(Source records Opens)

PR #4959, opened 2020-09-14
Adding communications set

hkaiser:
A `communication_set` is a set of connected `communicator_node` objects that are connected using a binomial communication pattern. A `communication_set` can be created once and reused with any of the collective operations. This not only removes the overhead of establishing the connections for each instance of a collective operation, it also switches from the linear communication model to a tree based one.

Note that this PR does not change the collective operations (yet). These will be changed separately. Eventually all existing collective operations will be adapted to use the new `communication_set` mechanism.

### DIFF
--- a/libs/full/collectives/include/hpx/collectives/detail/communication_set_node.hpp
+++ b/libs/full/collectives/include/hpx/collectives/detail/communication_set_node.hpp
@@ -1,0 +1,172 @@
+//  Copyright (c) 2020 Hartmut Kaiser
+//
+//  SPDX-License-Identifier: BSL-1.0
+//  Distributed under the Boost Software License, Version 1.0. (See accompanying
+//  file LICENSE_1_0.txt or copy at http://www.boost.org/LICENSE_1_0.txt)
+
+#pragma once
+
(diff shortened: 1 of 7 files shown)


libs/full/collectives/include/hpx/collectives/detail/communication_set_node.hpp
```diff
@@ -0,0 +1,172 @@
...
+    constexpr std::size_t next_power_of_two(std::uint64_t v)
+    {
+        --v;
+        v |= v >> 1;
+        v |= v >> 2;
+        v |= v >> 4;
+        v |= v >> 8;
+        v |= v >> 16;
+        v |= v >> 32;
+        return static_cast<std::size_t>(++v);
```
msimberg, line 57: Don't know if this is where you got this from, but I just have to link it as it's a very useful resource for these kind of things: https://graphics.stanford.edu/~seander/bithacks.html#RoundUpPowerOf2.

msimberg (approved):
I have no objections to this, but also nothing useful to comment about it. @biddisco any comments?

PR #4963, opened 2020-09-15
Renaming files to avoid warnings from the vs build system

hkaiser:
Recent versions of VS have issued warnings from the build system that were caused by files having the same name in the same module. This PR disambiguates things.


aurianer (approved):
Thanks!

PR #4966, opened 2020-09-17
Add clang-format and cmake-format version prints

aurianer:
The docker image is installing the latest version, add print in circleci to know which version is currenly used.


hkaiser (approved):
LGTM, thanks!

PR #4969, opened 2020-09-18
Moving is_execution_policy and friends into namespace hpx

hkaiser:
- flyby: add `hpx::is_execution_policy_v` and friends

This improves conformance as the equivalent types are defined in `namespace std`

### DIFF
--- a/libs/parallelism/algorithms/include_compatibility/hpx/parallel/traits/projected.hpp
+++ b/libs/parallelism/algorithms/include_compatibility/hpx/parallel/traits/projected.hpp
@@ -10,12 +10,16 @@
 #include <hpx/algorithms/config/defines.hpp>
 #include <hpx/algorithm.hpp>
 
+// different versions of clang-format produce different results
+// clang-format off
 #if HPX_ALGORITHMS_HAVE_DEPRECATION_WARNINGS
 #if defined(HPX_MSVC)
-#pragma message("The header hpx/parallel/traits/projected.hpp is deprecated, \
+#pragma message(                                                               \
+    "The header hpx/parallel/traits/projected.hpp is deprecated, \
     please include hpx/algorithms/traits/projected.hpp")
 #else
 #warning "The header hpx/parallel/traits/projected.hpp is deprecated, \
     please include hpx/algorithms/traits/projected.hpp"
 #endif
 #endif
+// clang-format on
--- a/libs/parallelism/execution/include/hpx/execution/traits/is_execution_policy.hpp
+++ b/libs/parallelism/execution/include/hpx/execution/traits/is_execution_policy.hpp
@@ -1,4 +1,4 @@
-//  Copyright (c) 2016-2017 Hartmut Kaiser
+//  Copyright (c) 2016-2020 Hartmut Kaiser
 //
 //  SPDX-License-Identifier: BSL-1.0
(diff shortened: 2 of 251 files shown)


libs/parallelism/algorithms/include_compatibility/hpx/parallel/traits/projected.hpp
```diff
@@ -10,12 +10,16 @@
 #include <hpx/algorithms/config/defines.hpp>
 #include <hpx/algorithm.hpp>
 
+// different versions of clang-format produce different results
```
msimberg, line 13: Isn't this why we specify which version we use in CI?

libs/parallelism/execution/include/hpx/execution/traits/is_execution_policy.hpp
```diff
@@ -127,25 +138,77 @@ namespace hpx { namespace parallel { namespace execution {
...
+        is_vectorpack_execution_policy<T>::value;
+    /// \endcond
+}    // namespace hpx
+
+namespace hpx { namespace parallel { namespace execution {
+
+    template <typename T>
+    using is_execution_policy HPX_DEPRECATED_V(1, 6,
+        "hpx::parallel::execution::is_execution_policy is deprecated, use "
+        "hpx::is_execution_policy instead") = hpx::is_execution_policy<T>;
```
msimberg, line 181: My only question here is if these need a compatibility option. With this it's no longer possible to specialize the (alias) template in `hpx::parallel::execution`. The only case of a custom policy I know of right now is in `hpx-kokkos` but that's experimental enough that there's no point in a compatibility option for that. I also suspect that very few people will have added custom policies, so I think we're fine here. However, if we do the same to `is_executor` that would most likely need more boilerplate to keep specializations in `hpx::parallel::execution` working. Do you agree with this?

libs/parallelism/algorithms/include_compatibility/hpx/parallel/traits/projected.hpp
hkaiser: Yes, but it's difficult to always stay in sync with the version we use in CI.

libs/parallelism/execution/include/hpx/execution/traits/is_execution_policy.hpp
hkaiser: Fair points to both. My rationale was that it doesn't hurt to have the compatibility for a while. I'm happy to remove the compatibility layer. Also, I was not planning to touch the `is_executor` and friends traits (yet). We will have to reshuffle things there with the new executor interfaces anyways.

msimberg: Yeah, sorry, I didn't mean to say that we should remove these aliases. I also think we should keep them. I was thinking in the other direction, if these need a compatibility layer for *specializing* the traits, rather than just for getting the values of the traits, and I think I already answered my own question but wanted to know what you think. I think for this PR no change is needed here.

And yes, agreed on `is_executor` etc., not relevant quite yet.

hkaiser:
@msimberg can we go ahead with this?

msimberg (approved):

msimberg:
> @msimberg can we go ahead with this?

Yes. Sorry, didn't mean to keep this from going in. Thanks!

PR #4970, opened 2020-09-19
Making set algorithms conform to C++20

hkaiser:
This PR make sure the following algorithms conform to C++20

- [x] `set_intersection`
- [x] `set_difference`
- [x] `set_symmetric_difference`
- [x] `set_union`
- [x] `includes`
- [x] `merge`
- [x] `inplace_merge`

### DIFF
--- a/docs/sphinx/api/public_api.rst
+++ b/docs/sphinx/api/public_api.rst
@@ -51,7 +51,7 @@ Functions
 - :cpp:func:`hpx::for_each_n`
 - :cpp:func:`hpx::generate`
 - :cpp:func:`hpx::generate_n`
-- :cpp:func:`hpx::parallel::v1::includes`
+- :cpp:func:`hpx::includes`
 - :cpp:func:`hpx::parallel::v1::inplace_merge`
 - :cpp:func:`hpx::is_heap`
 - :cpp:func:`hpx::is_heap_until`
--- a/docs/sphinx/api/public_api.rst
+++ b/docs/sphinx/api/public_api.rst
@@ -83,10 +83,10 @@ Functions
 - :cpp:func:`hpx::parallel::v1::rotate_copy`
 - :cpp:func:`hpx::parallel::v1::search`
 - :cpp:func:`hpx::parallel::v1::search_n`
-- :cpp:func:`hpx::parallel::v1::set_difference`
+- :cpp:func:`hpx::set_difference`
 - :cpp:func:`hpx::set_intersection`
-- :cpp:func:`hpx::parallel::v1::set_symmetric_difference`
-- :cpp:func:`hpx::parallel::v1::set_union`
+- :cpp:func:`hpx::set_symmetric_difference`
+- :cpp:func:`hpx::set_union`
 - :cpp:func:`hpx::parallel::v1::sort`
 - :cpp:func:`hpx::parallel::v1::stable_partition`
 - :cpp:func:`hpx::parallel::v1::stable_sort`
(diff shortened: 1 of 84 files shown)


docs/sphinx/api/public_api.rst
```diff
@@ -83,10 +83,10 @@ Functions
...
 - :cpp:func:`hpx::parallel::v1::search`
 - :cpp:func:`hpx::parallel::v1::search_n`
-- :cpp:func:`hpx::parallel::v1::set_difference`
-- :cpp:func:`hpx::parallel::v1::set_intersection`
-- :cpp:func:`hpx::parallel::v1::set_symmetric_difference`
-- :cpp:func:`hpx::parallel::v1::set_union`
+- :cpp:func:`hpx::set_difference`
+- :cpp:func:`hpx::set_intersection`
+- :cpp:func:`hpx::set_symmetric_difference`
+- :cpp:func:`hpx::set_union`
```
msimberg, line 89: These can be added to the `hpx::ranges` list below as well.

msimberg (changes requested):

msimberg:
This looks like it might be related to the changes here: https://cdash.cscs.ch/testDetails.php?test=28421628&build=127919 (the same test fails with some other configurations as well)?

hkaiser:
> This looks like it might be related to the changes here: https://cdash.cscs.ch/testDetails.php?test=28421628&build=127919 (the same test fails with some other configurations as well)?

Yep, looks like I managed to break things. I'll investigate.

docs/sphinx/api/public_api.rst
hkaiser: Good point. Probably :cpp:func:`hpx::incudes` as well.

hkaiser:
> > This looks like it might be related to the changes here: https://cdash.cscs.ch/testDetails.php?test=28421628&build=127919 (the same test fails with some other configurations as well)?
> 
> Yep, looks like I managed to break things. I'll investigate.

@msimberg this should be fine now. I also managed to find a bug in `hpx::includes` that was there from the beginning \o/

hkaiser:
Please note that I will add another commit here that will make `merge` and `inplace_merge` conforming to c++20.

hkaiser:
@msimberg this should be fine now. Sorry for the large number of seemingly unrelated changes, apparently I did miss a couple of places when moving `is_execution_policy` to namespace hpx...

libs/parallelism/algorithms/tests/unit/container_algorithms/inplace_merge_range.cpp
```diff
@@ -177,16 +238,162 @@ void test_inplace_merge()
...
+
+    // Test projection.
+    {
+        typedef test::test_iterator<base_iterator, IteratorTag> iterator;
+
+        sol = res = org;
+
+        DataType val;
+        hpx::ranges::inplace_merge(
+            policy, iterator(res_first), iterator(res_middle),
```
msimberg, line 299:
```suggestion
            iterator(res_first), iterator(res_middle),
```
https://cdash.cscs.ch/viewBuildError.php?buildid=128319

msimberg:
> @msimberg this should be fine now. Sorry for the large number of seemingly unrelated changes, apparently I did miss a couple of places when moving `is_execution_policy` to namespace hpx...

No problem at all, they're not so easy to catch without the warnings. Thanks for doing this!

hkaiser:

PR #4974, opened 2020-09-20
Remove leftover format export hack

K-ballo:
Before there was a format module, this hack was necessary to have performance tests not depend on all of HPX. The hack was dropped once format became a module. The format export macro is a left-over.


hkaiser (approved):
LGTM, thanks!

PR #4975, opened 2020-09-21
Remove indirection layer in at_index_impl

K-ballo:
Remove indirection layer in at_index_impl

PR #4976, opened 2020-09-22
Remove indirection layer in at_index_impl

msimberg:
Retry of #4975 since I merged #4975 too early.

### DIFF
--- a/libs/core/type_support/include/hpx/type_support/pack.hpp
+++ b/libs/core/type_support/include/hpx/type_support/pack.hpp
@@ -147,25 +147,21 @@ namespace hpx { namespace util {
         };
 
 #if defined(HPX_HAVE_BUILTIN_TYPE_PACK_ELEMENT)
-        template <std::size_t I, typename Ts, bool C = (I < Ts::size)>
-        struct at_index_impl
+        template <std::size_t I, typename Ts, bool InBounds = (I < Ts::size)>
+        struct at_index_impl : empty
         {
-            using type = empty;
         };
 
         template <std::size_t I, typename... Ts>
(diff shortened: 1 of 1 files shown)


hkaiser (dismissed):
LGTM, thanks!

K-ballo:
That's a nice warning, this implementation is wrong.. was it always wrong?

msimberg:
> That's a nice warning, this implementation is wrong.. was it always wrong?

Feel free to ignore that last commit completely if necessary. It's most likely just me who just made it wrong...

K-ballo:
> It's most likely just me who just made it wrong...

No, it was always wrong... The empty overload was never even considered.

The original implementation had a selection function that wasn't templated on the index (see http://talesofcpp.fusionfenix.com/post-22/true-story-efficient-packing#the-case-of-the-%60tuple%60), that's why those were members of the implementation. For some reason, when I added this to HPX I chose to add a seemingly redundant template parameter `J` (I must have had _some_ reason), but failed to add one to the fallback overload.

The proper fix is to add `template <std::size_t J>` to the empty overload.

libs/core/type_support/include/hpx/type_support/pack.hpp
```diff
@@ -177,22 +173,23 @@ namespace hpx { namespace util {
         {
         };
 
+        template <std::size_t J>
+        static empty at_index_check(...);
```
msimberg, line 177: @K-ballo this is what you meant?

K-ballo: Yes, now this overload will be included in the `at_index_check<I>` call.

PR #4977, opened 2020-09-23
Cleaning up debug::print functionalities

hkaiser:
- move as much as possible into separate compilation units
- break circular dependency between threading_base and debugging modules
- flyby: disable debug output from numa allocator

### DIFF
--- a/libs/core/debugging/CMakeLists.txt
+++ b/libs/core/debugging/CMakeLists.txt
@@ -17,7 +17,7 @@ set(debugging_compat_headers
     hpx/util/debug/demangle_helper.hpp
 )
 
-set(debugging_sources attach_debugger.cpp backtrace.cpp)
+set(debugging_sources attach_debugger.cpp backtrace.cpp print.cpp)
 
 include(HPX_AddModule)
 add_hpx_module(
--- a/libs/core/debugging/include/hpx/debugging/print.hpp
+++ b/libs/core/debugging/include/hpx/debugging/print.hpp
@@ -9,34 +9,16 @@
 #include <hpx/config.hpp>
 
 #include <array>
-#include <bitset>
 #include <chrono>
-#include <cmath>
 #include <cstddef>
 #include <cstdint>
-#include <cstring>
-#include <iomanip>
 #include <iostream>
-#include <iterator>
 #include <sstream>
 #include <string>
+#include <tuple>
 #include <type_traits>
 #include <utility>
 #include <vector>
-
-#if defined(__linux) || defined(linux) || defined(__linux__)
-#include <sys/mman.h>
-#include <unistd.h>
-#elif defined(__APPLE__)
-#include <crt_externs.h>
-#include <unistd.h>
-#define environ (*_NSGetEnviron())
-#elif defined(HPX_WINDOWS)
-#include <winsock2.h>
-#define environ _environ
-#else
-extern char** environ;
-#endif
 
 // ------------------------------------------------------------
 // This file provides a simple to use printf style debugging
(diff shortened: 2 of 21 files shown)


msimberg:
@biddisco would you mind having a look at this?

biddisco:
Thanks for the cleanup. As @hkaiser mentioned some time ago, arguments to functions that are themselves function calls are still evaluated even when the debug is disabled - so I added a LAZY_XXX macro that can be used to wrap them. Since then I've started to worry that in fact even the simple calls like
```
    my_debug.debug(debug::str<8>(thing), debug::ptr<>(this), debug::int<4>(val), ...);
```
are actually triggering calls to the formatters themselves and the results are being discarded. My initial testing with godbolt was some time ago and I don't remember if I checked properly that these formatters that create temporary stringstream instances and then have their results discarded are completely elided and so I want to test further. 

If it turns out that the formatters are being called, then there doesn't seem to be any way better than using a macro to wrap the entire debug statement (which I strenuously wanted to avoid)

The existing 
```
#define HPX_DP_LAZY(Expr, printer) printer.eval([&] { return Expr; })
```
could be modified to something like 
```
#define HPX_DEBUG_PRINT(printer, Expr) printer.eval([&] { return printer.Expr; })
```
so that one could write
```
HPX_DEBUG_PRINT(my_debug, debug(debug::str<8>(thing), debug::ptr<>(this), debug::int<4>(val), ...));
HPX_DEBUG_PRINT(my_debug, trace(debug::str<8>(thing), debug::ptr<>(this), debug::int<4>(val), ...));
HPX_DEBUG_PRINT(my_debug, warning(debug::str<8>(thing), debug::ptr<>(this), debug::int<4>(val), ...));
// &etc
```
and have the macro fill in the printer object to make repetition a bit less. This would also mean that it would not be necessary to use the LAZY macro inside the args since the whole debug statement would be correctly wrapped already. 

I wish there was a way of doing it that didn't require a macro at all. I will do a few more tests with godbolt ASAP in any case to satisfy my anxiety.

hkaiser:
@biddisco with this cleanup I didn't look into the problems you mentioned in your comment. I was focusing on reducing the compile time (#inclusion) overheads for the existing code by moving things out of the header as much as possible. No functional or API changes were applied.

biddisco:
> @biddisco with this cleanup I didn't look into the problems you mentioned in your comment. I was focusing on reducing the compile time (#inclusion) overheads for the existing code by moving things out of the header as much as possible. No functional or API changes were applied.

Understood. I just wanted you to know that the debug print stuff is something that is on my mind and I am/have been thinking about and tweaking.

biddisco:
Something I wanted to mention, but forgot ...
When the declarations of some of the string formatters are in the header file, the compiler can see the definitions and possibly elide some of them when they produce redundant values. Moving them into the .cpp may well make this impossible, since the declarations are no longer visible in all the places where they are used. This is obviously moot if the compiler can't elide them anyway (whether they are in header or source). If this is merged, then I think it becomes necessary to use a lazy evaluation regardless and so I would like to have a bit of time to look at this before it is merged (and possibly replace some of the existing debug uses with wrapped ones).

hkaiser:
> Something I wanted to mention, but forgot ...
> When the declarations of some of the string formatters are in the header file, the compiler can see the definitions and possibly elide some of them when they produce redundant values. Moving them into the .cpp may well make this impossible, since the declarations are no longer visible in all the places where they are used. This is obviously moot if the compiler can't elide them anyway (whether they are in header or source). If this is merged, then I think it becomes necessary to use a lazy evaluation regardless and so I would like to have a bit of time to look at this before it is merged (and possibly replace some of the existing debug uses with wrapped ones).

Which of the facilities are you referring to? I believe the actual instantiation mechanisms have not changed. This PR mostly moves the non-template parts of the code to separate compilation units, nothing else (I hope).

hkaiser:
@msimberg, @biddisco can we go ahead with this now? Is there anything you would like to be changed?

PR #300, opened 2018-01-19
fixed the browser (not website) login that pops up when you logout.. …

psouthwell:
…basically just force a simple quick page reload after calling the logout code via.... window.location.reload();

One line of code in ws.service.ts     .....  method    logout()


psouthwell:
Please don't merge this.. May have found a bug when updating.

psouthwell:
this may not be a bug.. Still verifying

PR #305, opened 2018-01-20
Fix 27059

psouthwell:


psouthwell:
Retrying this change worked fine...  IIssue was unrelated.

PR #306, opened 2018-01-20
Use SVGs for UI graphics. Implements #27828.

davidjb:
This changes FreeNAS/TrueNAS/iX logos and icons, as well as the Beastie
Shark graphic into their SVG equivalents for scalability and greatly
improving their appearance on zoomed interfaces, high-DPI screens,
mobile devices etc.  This implements https://redmine.ixsystems.com/issues/27828.

Several image tags within the HTML have also had their alt text added or improved for better accessibility at the same time.

`cancel.png` from Hopscotch has been left alone as the graphic scales well enough and it's an issue for that upstream project to resolve.  An issue was raised over there with https://github.com/linkedin/hopscotch/issues/357.

Beastie Shark's artwork was re-obtained from https://forums.freenas.org/index.php?threads/freenas-artwork.40541/ (which is where the original PNG was presumably sourced).

Note that images have **not** been optimised.  Though they could easily be run through `svgo` to save around 50% of their size, this limits their ease of / ability to be edited later.  Ideally, `angular-cli` would do the optimisation automatically as part of the build but this isn't currently a feature they have implemented (https://github.com/angular/angular-cli/issues/2935 & https://github.com/angular/angular-cli/issues/5356).  Webpack has loaders that will help optimise images (eg https://github.com/tcoopman/image-webpack-loader) but using this would involve ejecting from `angular-cli`, so I'll leave this decision up to someone else.


erinix:
LGTM

PR #316, opened 2018-01-23
fixed service page to show service/<servicename> instead of service/s…

vaibhav-rbs:
…ervice.


erinix:
cifs breadcrumb (and probably the route too) should say smb intsead of cifs (cifs is so 90s)

vaibhav-rbs:
erin reviewed the changes over google hangouts, so merging the changes,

(Source records Closes)

▸ **Instructions to follow**
From the data above, report how many lines hold the word "full", answering with the number by itself.

▸ **Result for this task**
3